**** Data for the task
Issue #1480, opened 2025-05-10
add suport for metadata concepts


broman-pl:
add support for managing taxonomy/concept validations on content model definition

gilnimer:
Bump.

whitelisab:
Hi @broman-pl and @glinimer, thanks for this request. We've shared this with the team that owns this area. While we don't have a timeline on when it might be prioritized, we've made sure your feedback is on their radar.

gilnimer:
@whitelisab thanks for the quick response ☺️ 
Would you appreciate a PR if I put the time into it?

whitelisab:
@gilnimer I'm checking internally with the team that owns the taxonomy feature, we will keep you posted!

PR #1516, opened 2025-07-04
GROOT-1863: add taxonomy validations to content type

Deeds67:
## Summary

The goal of this PR is to introduce the functionality that allows users to create taxonomy validations on content types using the migration cli.

https://contentful.atlassian.net/browse/GROOT-1863

## Description

Adds three functions for the user to create/modify/delete taxonomy validations: 
* `addTaxonomyValidation`
* `clearTaxonomyValidations`
* `setTaxonomyValidations`

The `examples/56-set-taxonomy-validations.js` file shows how these functions can be called. I started implementing `setTaxonomyValidation` and then decided to also implement `addTaxonomyValidation` as I think it's more intuitive. Would appreciate feedback here on how usable these are and if I should change/remove some.

## Motivation and Context

Requested by customers: https://contentful.atlassian.net/jira/polaris/projects/CCS/ideas/view/3115661?selectedIssue=CCS-2711&issueViewSection=capture 

https://github.com/contentful/contentful-migration/issues/1480


package.json
```diff
@@ -83,7 +83,7 @@
     "@types/sinon-chai": "^3.2.4",
     "@types/yargs": "^17.0.28",
     "chai": "^4.2.0",
-    "chai-as-promised": "^8.0.0",
+    "chai-as-promised": "^7.1.1",
```
Deeds67, line 86: I downgraded this due to this issue: https://github.com/chaijs/chai-as-promised/issues/301#issuecomment-2160108977

src/bin/cli.ts
```diff
@@ -64,7 +64,10 @@ export const createMakeRequest = (
     strict: false
   })
 
-  const makeBaseUrl = (url: string) => {
+  const makeBaseUrl = (url: string, raw?: boolean) => {
+    if (raw) {
+      return `https://${host}${url}`
```
Deeds67, line 69: I added this `raw` boolean, because taxonomies live at `organization` level, and the `parts` array below always adds `space` & `environment`.

src/lib/fetcher.ts
```diff
@@ -151,6 +155,31 @@ export default class Fetcher implements APIFetcher {
     return tags
   }
 
+  async getOrganizationIdFromSpace(): Promise<string> {
```
Deeds67, line 158: For now this is only used in tests, but in the future we'll add the ability to create `Concepts` and `ConceptSchemes` and we'll probably need something similar for that, so I added it into the fetcher. Would be happy to move it to the test package though.

examples/56-set-taxonomy-validations.js
```diff
@@ -0,0 +1,31 @@
...
+  // Add taxonomy validations one by one
+  contentType
+    .addTaxonomyValidation('specific-concept', 'TaxonomyConcept', { required: true })
+    .addTaxonomyValidation('categories-scheme', 'TaxonomyConceptScheme')
+
+  // Clear all taxonomy validations
+  contentType.clearTaxonomyValidations()
+
+  // Replace all taxonomy validations with a new set
+  contentType.setTaxonomyValidation([
```
SleepingWhale, line 13: nit: would it make sense to make it plural `setTaxonomyValidations`, the same way as `clearTaxonomyValidations`?

src/bin/cli.ts
SleepingWhale: No strong opinion, just thinking out loud: what do you think about extracting this into two dedicated functions — makeOrgBaseUrl and makeSpaceBaseUrl?

SleepingWhale (commented):
Nice work 🙌
Just added a few comments, hope it helps.

src/bin/cli.ts
```diff
@@ -121,6 +130,7 @@ const createRun = ({ shouldThrow }) =>
     const makeRequest = createMakeRequest(client, {
       spaceId: clientConfig.spaceId,
       environmentId: clientConfig.environmentId,
+      organizationId: clientConfig.organizationId,
```
whitelisab, line 133: It looks like passing in an `organizationId` for a request is only utilized by our integration tests in order to create concepts and concept schemes, correct? I'm wondering if we could create those concepts and concept schemes in the testing environment without needing to change this logic that is used for all requests made by the tool. Or maybe it's ok to change this if we think we will extend the tool to support organization-level entities in the future?

whitelisab (commented):
Overall this looks really great; especially thank you for the comprehensive tests you've added! I've added a few comments for you to consider, please let me know if you have any questions or need clarification

src/lib/entities/content-type.ts
```diff
@@ -731,6 +733,65 @@ class ContentType {
...
+    } else {
+      // Add new validation
+      current.push(newValidation)
+    }
+
+    this.setTaxonomyValidations(current)
+  }
+
+  clearTaxonomyValidations() {
+    set(this, '_metadata.taxonomy', undefined)
```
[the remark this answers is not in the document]
Deeds67: Great catch, thank you very much! I've modified it to use `[]` instead and refactored the pruning logic to not prune the taxonomy metadata so that it is in fact cleared. Also added a test case to validate this

src/bin/cli.ts
Deeds67: It is only used by the tests for now, however it is definitely planned in the upcoming PRs to support org-level entities, since Taxonomy Concepts and Concept Schemes are at org level.

examples/56-set-taxonomy-validations.js
```diff
@@ -0,0 +1,31 @@
+module.exports = function (migration) {
+  const contentType = migration.createContentType('taxonomy-example').name('Taxonomy Example')
```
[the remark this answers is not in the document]
Deeds67: Great suggestion, I've added a comment at the top of the example file and changed the ids to make it clear that they need to exist first. Once I implement the creation of Concepts/Concept Schemes in the CLI, I'll refactor this example.

src/bin/cli.ts
whitelisab: Given that you're planning on implementing support for concepts and concept schemes in the future, we can keep it in this PR. Thanks for clarifying!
********
** Work order **
The full set of entries should be copied out exactly as given.

** Answer space **
Issue #1480, opened 2025-05-10
add suport for metadata concepts


broman-pl:
add support for managing taxonomy/concept validations on content model definition

gilnimer:
Bump.

whitelisab:
Hi @broman-pl and @glinimer, thanks for this request. We've shared this with the team that owns this area. While we don't have a timeline on when it might be prioritized, we've made sure your feedback is on their radar.

gilnimer:
@whitelisab thanks for the quick response ☺️ 
Would you appreciate a PR if I put the time into it?

whitelisab:
@gilnimer I'm checking internally with the team that owns the taxonomy feature, we will keep you posted!

PR #1516, opened 2025-07-04
GROOT-1863: add taxonomy validations to content type

Deeds67:
## Summary

The goal of this PR is to introduce the functionality that allows users to create taxonomy validations on content types using the migration cli.

https://contentful.atlassian.net/browse/GROOT-1863

## Description

Adds three functions for the user to create/modify/delete taxonomy validations: 
* `addTaxonomyValidation`
* `clearTaxonomyValidations`
* `setTaxonomyValidations`

The `examples/56-set-taxonomy-validations.js` file shows how these functions can be called. I started implementing `setTaxonomyValidation` and then decided to also implement `addTaxonomyValidation` as I think it's more intuitive. Would appreciate feedback here on how usable these are and if I should change/remove some.

## Motivation and Context

Requested by customers: https://contentful.atlassian.net/jira/polaris/projects/CCS/ideas/view/3115661?selectedIssue=CCS-2711&issueViewSection=capture 

https://github.com/contentful/contentful-migration/issues/1480


package.json
```diff
@@ -83,7 +83,7 @@
     "@types/sinon-chai": "^3.2.4",
     "@types/yargs": "^17.0.28",
     "chai": "^4.2.0",
-    "chai-as-promised": "^8.0.0",
+    "chai-as-promised": "^7.1.1",
```
Deeds67, line 86: I downgraded this due to this issue: https://github.com/chaijs/chai-as-promised/issues/301#issuecomment-2160108977

src/bin/cli.ts
```diff
@@ -64,7 +64,10 @@ export const createMakeRequest = (
     strict: false
   })
 
-  const makeBaseUrl = (url: string) => {
+  const makeBaseUrl = (url: string, raw?: boolean) => {
+    if (raw) {
+      return `https://${host}${url}`
```
Deeds67, line 69: I added this `raw` boolean, because taxonomies live at `organization` level, and the `parts` array below always adds `space` & `environment`.

src/lib/fetcher.ts
```diff
@@ -151,6 +155,31 @@ export default class Fetcher implements APIFetcher {
     return tags
   }
 
+  async getOrganizationIdFromSpace(): Promise<string> {
```
Deeds67, line 158: For now this is only used in tests, but in the future we'll add the ability to create `Concepts` and `ConceptSchemes` and we'll probably need something similar for that, so I added it into the fetcher. Would be happy to move it to the test package though.

examples/56-set-taxonomy-validations.js
```diff
@@ -0,0 +1,31 @@
...
+  // Add taxonomy validations one by one
+  contentType
+    .addTaxonomyValidation('specific-concept', 'TaxonomyConcept', { required: true })
+    .addTaxonomyValidation('categories-scheme', 'TaxonomyConceptScheme')
+
+  // Clear all taxonomy validations
+  contentType.clearTaxonomyValidations()
+
+  // Replace all taxonomy validations with a new set
+  contentType.setTaxonomyValidation([
```
SleepingWhale, line 13: nit: would it make sense to make it plural `setTaxonomyValidations`, the same way as `clearTaxonomyValidations`?

src/bin/cli.ts
SleepingWhale: No strong opinion, just thinking out loud: what do you think about extracting this into two dedicated functions — makeOrgBaseUrl and makeSpaceBaseUrl?

SleepingWhale (commented):
Nice work 🙌
Just added a few comments, hope it helps.

src/bin/cli.ts
```diff
@@ -121,6 +130,7 @@ const createRun = ({ shouldThrow }) =>
     const makeRequest = createMakeRequest(client, {
       spaceId: clientConfig.spaceId,
       environmentId: clientConfig.environmentId,
+      organizationId: clientConfig.organizationId,
```
whitelisab, line 133: It looks like passing in an `organizationId` for a request is only utilized by our integration tests in order to create concepts and concept schemes, correct? I'm wondering if we could create those concepts and concept schemes in the testing environment without needing to change this logic that is used for all requests made by the tool. Or maybe it's ok to change this if we think we will extend the tool to support organization-level entities in the future?

whitelisab (commented):
Overall this looks really great; especially thank you for the comprehensive tests you've added! I've added a few comments for you to consider, please let me know if you have any questions or need clarification

src/lib/entities/content-type.ts
```diff
@@ -731,6 +733,65 @@ class ContentType {
...
+    } else {
+      // Add new validation
+      current.push(newValidation)
+    }
+
+    this.setTaxonomyValidations(current)
+  }
+
+  clearTaxonomyValidations() {
+    set(this, '_metadata.taxonomy', undefined)
```
[the remark this answers is not in the document]
Deeds67: Great catch, thank you very much! I've modified it to use `[]` instead and refactored the pruning logic to not prune the taxonomy metadata so that it is in fact cleared. Also added a test case to validate this

src/bin/cli.ts
Deeds67: It is only used by the tests for now, however it is definitely planned in the upcoming PRs to support org-level entities, since Taxonomy Concepts and Concept Schemes are at org level.

examples/56-set-taxonomy-validations.js
```diff
@@ -0,0 +1,31 @@
+module.exports = function (migration) {
+  const contentType = migration.createContentType('taxonomy-example').name('Taxonomy Example')
```
[the remark this answers is not in the document]
Deeds67: Great suggestion, I've added a comment at the top of the example file and changed the ids to make it clear that they need to exist first. Once I implement the creation of Concepts/Concept Schemes in the CLI, I'll refactor this example.

src/bin/cli.ts
whitelisab: Given that you're planning on implementing support for concepts and concept schemes in the future, we can keep it in this PR. Thanks for clarifying!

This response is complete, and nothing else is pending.